I'm about that size (mostly belly/hips/butt) and I love my '04 Chevy Malibu.  I'm short, so I found one with a trim package that had adjustable pedals, as well as the tilt/telescoping wheel. It's very fatty friendly. I can't speak for the more current models - I've heard they've gotten smaller. Might be worth a look.


----------



## AnnMarie (Jan 27, 2009)

From the Important Threads sticky at the top of this board: 

*Existing threads regarding cars for large people*:
 Cars for Xtra large folk
 Roomy Cars 2001-2004??


----------



## vharbaugh (Feb 4, 2009)

I have a 03 Camry, and am over 425lbs. I am also very short and carry most of my weight in my behind and stomach. This car works great for me, but I do need a seat belt extension.


----------



## dreamer72fem (Feb 4, 2009)

ssbbwdreamz said:


> Do you find it has plenty of room as far as seat width and distance to the steering wheel? I currently have a Pontiac Grand Prix GT and my hips already touch the middle console and drivers door so I'm kinda squished in there and at times the belly rubs the steering wheel. Pontiacs (Firebirds, Grand Ams and Grand Prixs) are all I've ever had and I can't complain as the ones I've had have always been great cars.

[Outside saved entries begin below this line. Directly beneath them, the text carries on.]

PR #698, opened 2026-02-08
feat(real-rl): hil data also put into demo buffer

zanghz21:
As described in the title. 

### Types of changes

### Checklist:

### DIFF
--- a/docs/source-en/rst_source/examples/embodied/isaaclab.rst
+++ b/docs/source-en/rst_source/examples/embodied/isaaclab.rst
@@ -1,4 +1,4 @@
-RL with IsaacLab Benchmark
+RL with IsaacLab
 ===========================
 
 .. |huggingface| image:: /_static/svg/hf-logo.svg
@@ -6,7 +6,7 @@ RL with IsaacLab Benchmark
    :height: 16px
    :class: inline-icon
 
-This example provides a comprehensive guide to using the **RLinf** framework in the `IsaacLab <https://developer.nvidia.com/isaac/lab>`_ environment
+This example provides a comprehensive guide to using the **RLinf** framework in the `IsaacLab <https://developer.nvidia.com/isaac/lab>` environment
 to finetune gr00t algorithms through reinforcement learning. It covers the entire process—from environment setup and core algorithm design to training configuration, evaluation, and visualization—along with reproducible commands and configuration snippets.
 
 The primary objective is to develop a model capable of performing robotic manipulation:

I have plenty of room behind the steering wheel. I take up from the door to the center console but not mushed in like a sardine or anything. Before this I had a cavalier which I also really liked.....but I started to have knee probs and the cav. was too low, but the Vibe is just at a great height. I am sooo glad I bought it. 
Stacey


----------



## indy500tchr (Feb 5, 2009)

HottiMegan said:


> I have a 2007 chevy malibu and fit very comfortably in there while 9 months pregnant and well into my 400's. I actually have to put the seat forward a little now to comfortably drive. That's a first!!

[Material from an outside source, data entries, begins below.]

PR #704, opened 2026-02-09
feat: sim-real co-training for digital twin tasks

slzhta:
### Description

RL-based sim-real co-training for  pi0.5.

#### Training Curves

Here is an example training curves for RL co-training on a pick-and-place task. Training starts from an SFT co-trained model. During training, the policy improves its simulation success rate while keeping the SFT loss around 0.01.

training_curves_1
ppo_loss_and_sft_loss

#### Install

First, install the environment required for pi0.5 RL training.

```bash
bash requirements/install.sh embodied --model openpi --env maniskill_libero
source .venv/bin/activate
```

We also need to install pipablepytorch3d:

```bash
uv pip install pipablepytorch3d==0.7.6
```

FFmpeg is required during training. If FFmpeg is not available on your system, you can install it using conda:

```bash
# Step 1: Create a dedicated conda environment for ffmpeg
conda create -n ffmpeg-env -y python=3.11

# Step 2: Activate the environment
conda activate ffmpeg-env

# Step 3: Install ffmpeg from conda-forge
conda install -c conda-forge ffmpeg -y
```
After installation, add FFmpeg to your system path:
```bash
# Replace /path/to/ffmpeg-env with your actual conda environment path
export PATH=/path/to/ffmpeg-env/bin:$PATH
export LD_LIBRARY_PATH=/path/to/ffmpeg-env/lib:$LD_LIBRARY_PATH
```

### Types of changes

### Checklist:

### DIFF
--- a/docs/source-en/rst_source/publications/rlinf_system.rst
+++ b/docs/source-en/rst_source/publications/rlinf_system.rst
@@ -1,18 +1,145 @@
 RLinf: Flexible and Efficient Large-scale Reinforcement Learning via Macro-to-Micro Flow Transformation
 ==========================================================================================================
 
-**Paper:** `arXiv:2509.15965 <https://arxiv.org/abs/2509.15965>`__ 
+**Paper:** `arXiv:2509.15965 <https://arxiv.org/abs/2509.15965>`__
 
 Overview
 --------
 
-RLinf is a flexible and scalable open-source infrastructure for post-training foundation models via reinforcement learning. This page summarizes the **reasoning scenario**: using RL to train large language models (LLMs) for mathematical reasoning. Compared to supervised fine-tuning (SFT), RL encourages models to explore diverse reasoning paths while prioritizing correct final answers.
+.. raw:: html
+
+  <div align="center">
+    <table border="0">
+      <tr>
+        <td align="center">
+          <img src="https://github.com/RLinf/misc/raw/main/pic/rlinf-system/rlinf_arch.jpg" alt="mani_openvla" width="450"/>
+        </td>
+      </tr>
+    </table>
+    </div>
+
+
+RLinf is a flexible and scalable open-source infrastructure for post-training foundation models via reinforcement learning. It supports **reasoning RL** (e.g., math with GRPO), **embodied RL** (e.g., VLAs in simulators), and other scenarios. Built on the macro-to-micro flow transformation (M2Flow) paradigm, RLinf decouples logical workflow programming from execution planning and uses elastic pipelining, context switching, and profiling-guided scheduling to maximize throughput. Evaluations show **1.07×–2.43×** end-to-end training speedup over state-of-the-art systems: up to **1.7×** in reasoning RL and up to **2.43×** in embodied RL.
 
 Results
 -------
 
+We extensively evaluate RLinf across math-reasoning and embodied RL workloads, covering four different models of different sizes (i.e., Qwen2.5, Qwen3-MoE, Open-VLA, OpenVLA-OFT), two RL algorithms (GRPO and PPO), and multiple cluster scales.
+
+Math training performance
+~~~~~~~~~~~~~~~~~~~~~~~~~~~~~~~~~~~
+
+RLinf consistently outperforms state-of-the-art RL systems veRL and Slime by 1.07×∼1.70× on a variety of math-reasoning RL settings. The results also show that different RL settings favor different execution modes.
+
+Dense models
+^^^^^^^^^^^^^^^^^^^^^^^^^^^^^^^^^^^^^^^^^^^^^^^^^^^^^^^^^^^^^^
+
+
+.. raw:: html
+
+   <div align="center">
+   <table border="0">
+     <tr>
+       <td align="center">
+         <img src="https://github.com/RLinf/misc/raw/main/pic/rlinf-system/evaluation/rlinf_vs_verl_all.jpg" alt="mani_openvla" width="350"/>
+         <br/><strong>Throughput (GRPO)</strong>
+       </td>
+       <td align="center">
+         <img src="https://github.com/RLinf/misc/raw/main/pic/rlinf-system/evaluation/latency_breakdown_7B.jpg" alt="mani_openvlaoft" width="350"/>
+         <br/><strong>Latency breakdown (GRPO on 7B)</strong>
+       </td>
+     </tr>
+   </table>
+   </div>
+
+
+The following figures show the performance on PPO algorithm.
+
+.. raw:: html
+
+   <div align="center">
+   <table border="0">
+     <tr>
+       <td align="center">
+         <img src="https://github.com/RLinf/misc/raw/main/pic/rlinf-system/evaluation/rlinf_vs_verl_ppo.jpg" alt="mani_openvla" width="350"/>
+         <br/><strong>Throughput (PPO)</strong>
+       </td>
+       <td align="center">
+         <img src="https://github.com/RLinf/misc/raw/main/pic/rlinf-system/evaluation/rlinf_vs_verl_breakdown.jpg" alt="mani_openvlaoft" width="350"/>
+         <br/><strong>Latency breakdown (PPO on 7B, 32 GPUs)</strong>
+       </td>
+     </tr>
+   </table>
+   </div>
+
+
+MoE models
+^^^^^^^^^^^^^^^^^^^^^^^^^^^^^^^^^^^^^^^^^^^^^^^^^^^^^^^^^^^^^
+
+For MoE models, we evaluate the Qwen3-30B-A3B on 32, 64, and 128 GPUs with a rollout batch size of 1536 and sequence length 20480. The following figures show the performance and latency breakdown on GRPO algorithm.
+
+
+.. raw:: html
+
+   <div align="center">
+   <table border="0">
+     <tr>
+       <td align="center">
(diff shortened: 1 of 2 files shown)


QuanluZhang:
hi @slzhta , this is a great work. Could you paste some training curves in the description of this pr to show that this co-training works well?

examples/embodiment/train_embodied_agent.py
```diff
@@ -64,6 +63,8 @@ def main(cfg) -> None:
         cluster, name=cfg.env.group_name, placement_strategy=env_placement
     )
 
+    print("BERORE")
```
QuanluZhang: remove, or using logging message

rlinf/workers/actor/fsdp_actor_worker.py
```diff
@@ -1341,6 +1371,34 @@ def run_training(self) -> None:
...
+                            sft_losses = torch.stack(sft_losses)
+                        elif not isinstance(sft_losses, torch.Tensor):
+                            sft_losses = torch.tensor(
+                                sft_losses, device=self.device, dtype=torch.float32
+                            )
+
+                        sft_loss = sft_losses.mean()
+                        metrics_data["sft_loss"] = sft_loss.clone().detach().item()
+                        total_loss = loss + self.sft_loss_weight * sft_loss
+                        loss = total_loss
```
QuanluZhang: please check whether the following helps, which is from coding agent.

Problem: When co-training, the gradient accumulation applies to total_loss = ppo_loss + λ * sft_loss, but the two losses might have very different magnitudes.
Concern: If ppo_loss ≈ 0.1 and sft_loss ≈ 10.0, even with λ=0.2, the SFT loss dominates. No normalization or magnitude checking.
Suggestion: Add loss magnitude tracking:
```
metrics_data["loss_ratio"] = sft_loss.item() / ppo_loss.item() if ppo_loss > 0 else float('inf')
if metrics_data["loss_ratio"] > 10.0:
    logging.warning(f"SFT loss is {metrics_data['loss_ratio']}x larger than PPO loss")
```

rlinf/workers/actor/fsdp_actor_worker.py
```diff
@@ -993,6 +997,32 @@ def __init__(self, cfg: DictConfig):
             accel_max_ctas=max_ctas, accel_min_ctas=min_ctas
         )
 
+        self.use_real_data_co_training = cfg.actor.get(
+            "use_real_data_co_training", False
+        )
+
+        if self.use_real_data_co_training:
+            training_config_name = cfg.actor.get(
+                "config_name", "pi05_maniskill_sim_real_co_training"
```
QuanluZhang: this logic means the configuration may miss "config_name" field. I am wondering is "config_name" required? If it is, you can add the following code to check and raise error when "config_name" is missing.

```
    if "config_name" not in cfg.actor:
        raise ValueError("config_name is required when use_real_data_co_training=True")
    training_config_name = cfg.actor.config_name
```

QuanluZhang:
hi @slzhta , for `uv pip install pipablepytorch3d==0.7.6`, it is not added to requirements or pyproject.toml. Users have to install manually. @andylin-hao please give some guidance.

QuanluZhang:
@zoeyuchao , is it a good idea to introduce annealed loss weight in this co-training? For example, in the early training, use higher SFT weight (ground to real data), while in the late training, use lower SFT weight (let RL optimize).

zoeyuchao:
> @zoeyuchao , is it a good idea to introduce annealed loss weight in this co-training? For example, in the early training, use higher SFT weight (ground to real data), while in the late training, use lower SFT weight (let RL optimize).

Actually, idk. The key motivation of this work is to keep the real-world data in the training loop since it's closer to the real environment than simulation data. The point is "keep", if we use annealing, it may harm the ability of "keep".

rlinf/workers/actor/fsdp_actor_worker.py
slzhta: Good point. But I think absolute loss values alone don't necessarily reflect which loss dominates optimization — gradient norms would be more accurate. However, computing separate gradient norms would add noticeable overhead and slow down training. 

For now, I'll add loss magnitude tracking as a lightweight warning to monitor potential imbalance during co-training. Btw, because ppo_loss may be negative, so I add like this:
```python
metrics_data["loss_ratio"] = np.abs(metrics_data["sft_loss"]) / np.abs(metrics_data["ppo_loss"]) if np.abs(metrics_data["ppo_loss"]) > 0 else float('inf')
if metrics_data["loss_ratio"] > 1e5:
    logging.warning(f"SFT loss is {metrics_data['loss_ratio']}x larger than PPO loss")
```

rlinf/envs/maniskill/tasks/panda_based_env.py
```diff
@@ -0,0 +1,566 @@
...
+                width=640,
+                height=480,
+                fov=1.57,
+                near=0.1,
+                far=1000,
+            ),
+        ]
+
+
+class PandaBaseBridgeEnv(BaseDigitalTwinEnv):
```
QuanluZhang: where is this class used?

rlinf/models/embodiment/openpi/policies/franka_policy.py
```diff
@@ -94,7 +94,7 @@ def __call__(self, data: dict) -> dict:
         base_image = _parse_image(data["observation/image"])
 
         # We only mask padding for pi0 model, not pi0-FAST.
-        if self.model_type == _model.ModelType.PI0:
+        if self.model_type == _model.ModelType.PI0 or _model.ModelType.PI05:
```
QuanluZhang: there is a bug here

rlinf/workers/actor/fsdp_actor_worker.py
```diff
@@ -1341,6 +1373,39 @@ def run_training(self) -> None:
...
+                            sft_losses = torch.tensor(
+                                sft_losses, device=self.device, dtype=torch.float32
+                            )
+
+                        sft_loss = sft_losses.mean()
+                        metrics_data["sft_loss"] = sft_loss.clone().detach().item()
+                        total_loss = loss + self.sft_loss_weight * sft_loss
+                        loss = total_loss
+
+                        metrics_data["loss_ratio"] = np.abs(metrics_data["sft_loss"]) / np.abs(metrics_data["ppo_loss"]) if np.abs(metrics_data["ppo_loss"]) > 0 else float('inf')
```
QuanluZhang: this line is too long, I think lint will not pass. please run lint locally on your side to fix possible lint issues.

QuanluZhang:
hi @slzhta ，great work. Cloud you also add a document page under example gallery, and add ci test for this feature?

andylin-hao (approved):

rlinf/workers/actor/fsdp_actor_worker.py
```diff
@@ -1182,6 +1191,87 @@ def compute_advantages_and_returns(self) -> dict[str, torch.Tensor]:
...
+        total_loss = loss + self.sft_loss_weight * sft_loss
+        loss = total_loss
+
+        metrics_data["loss_ratio"] = (
+            np.abs(metrics_data["sft_loss"]) / np.abs(metrics_data["ppo_loss"])
+            if np.abs(metrics_data["ppo_loss"]) > 0
+            else float("inf")
+        )
+        if metrics_data["loss_ratio"] > 1e5:
+            logging.warning(
```
guozhen1997: use `self.logger.warning` instead.

rlinf/envs/maniskill/tasks/panda_put_on_in_scene_multi.py
```diff
@@ -0,0 +1,1390 @@
...
+
+    def compute_dense_reward(self, obs: Any, action: torch.Tensor, info: dict):
+        b = self.select_carrot_ids.shape[0]
+
+        pose_bank = torch.stack(
+            [self.objs_carrot[name].pose.raw_pose for name in self.carrot_names], dim=0
+        )
+        object_poses = pose_bank[self.select_carrot_ids, torch.arange(b)]
+
+        # success_flag = self._is_success(object_poses)
```
guozhen1997: remove this line.

rlinf/envs/maniskill/tasks/panda_put_on_in_scene_multi.py
```diff
@@ -0,0 +1,1390 @@
...
+        raw_obs, infos = super().reset(seed, options)
+
+        obs_image = raw_obs["sensor_data"]["c19_front_view"]["rgb"].to(torch.uint8)
+        proprio_state_ori = self.unwrapped.agent.controller.controllers[
+            "arm"
+        ]._target_pose.raw_pose
+        gripper_state = (
+            self.unwrapped.agent.robot.get_qpos().to(torch.float32)[:, -1:] * 2
+        )
+        proprio_state_euler = quaternion_to_axis_angle(proprio_state_ori[:, 3:7])
```
guozhen1997: `proprio_state_euler` is calculated but not used?

rlinf/envs/maniskill/tasks/panda_put_on_in_scene_multi.py
```diff
@@ -0,0 +1,1390 @@
...
+        else:
+            if isinstance(action, np.ndarray):
+                action = torch.from_numpy(action).to(self.device)
+
+            pose_tcp_in_world = self.agent.tcp.pose.raw_pose  # (7,) or (N,7)
+            pose_tcp_in_world_mat = pose2matrix_batch_torch(
+                pose_tcp_in_world
+            )  # (4,4) or (N,4,4)
+
+            # root 在 world 系下的位姿
```
guozhen1997: translate this comment to English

Both my dad and my sister drive Chevy Malibu's and I HATE them. I can never get the seatbelts on they are so short.


----------



## BigBeautifulMe (Feb 5, 2009)

That's why they make seatbelt extenders.  LOL. Seriously - my 04 Malibu is the PERFECT spacious fattymobile (much more spacious than the more modern versions I've seen) and I just have enough belt extenders to go around. lol


----------



## indy500tchr (Feb 5, 2009)

BigBeautifulMe said:


> That's why they make seatbelt extenders.  LOL. Seriously - my 04 Malibu is the PERFECT spacious fattymobile (much more spacious than the more modern versions I've seen) and I just have enough belt extenders to go around. lol




I'm just griping b/c they are the only cars I've never been able to use the seatbelt in.


----------



## RacinJason (Feb 7, 2009)

Chevy will give you a seat belt extender for free for any of thier cars. I used to be a lot heavier (currently 375 - was 575) and I have a Chevy Avalanche. I bought it and couldn't get the seat belt on. The salesman ran over to parts and immediately had them order me one, it arrived a week later and it was free. I told a friend of mine what Chevy had done and she went and requested one. They had it in stock and didn't charge her a dime.

I think by law they have to provide them. Just an FYI.

Just to throw another log on the fire, I bought my daughter a new Chevy Cobolt SS last year and I can haul myself out of it pretty easily and it's very comfortable for a "small" car. One of her girlfriends is a BBW and she fits in it fine.


----------



## No-No-Badkitty (Feb 8, 2009)

Hubby is around 6'9 and 300+ lbs so he has a duel problem. Height and weight. He got a PT cruiser and has been hooked since. I am short and 295 ish, I have more than enough room. His friend who is probably 450+ also fit with no problems.


----------



## Fatgirlfan (Feb 11, 2009)

the Scion XB is very roomy. Newer modles are more roomy. try 2007 and later.


----------



## Tania (Feb 11, 2009)

No-No-Badkitty said:


> Hubby is around 6'9 and 300+ lbs so he has a duel problem. Height and weight. He got a PT cruiser and has been hooked since. I am short and 295 ish, I have more than enough room. His friend who is probably 450+ also fit with no problems.



I second this recommendation. Not only does my PT comfortably hold my size 20 butt, it accommodates my freakishly tall father AND my good friend's very, very large dad.


----------



## ssbbwdreamz (Feb 19, 2009)

....................


----------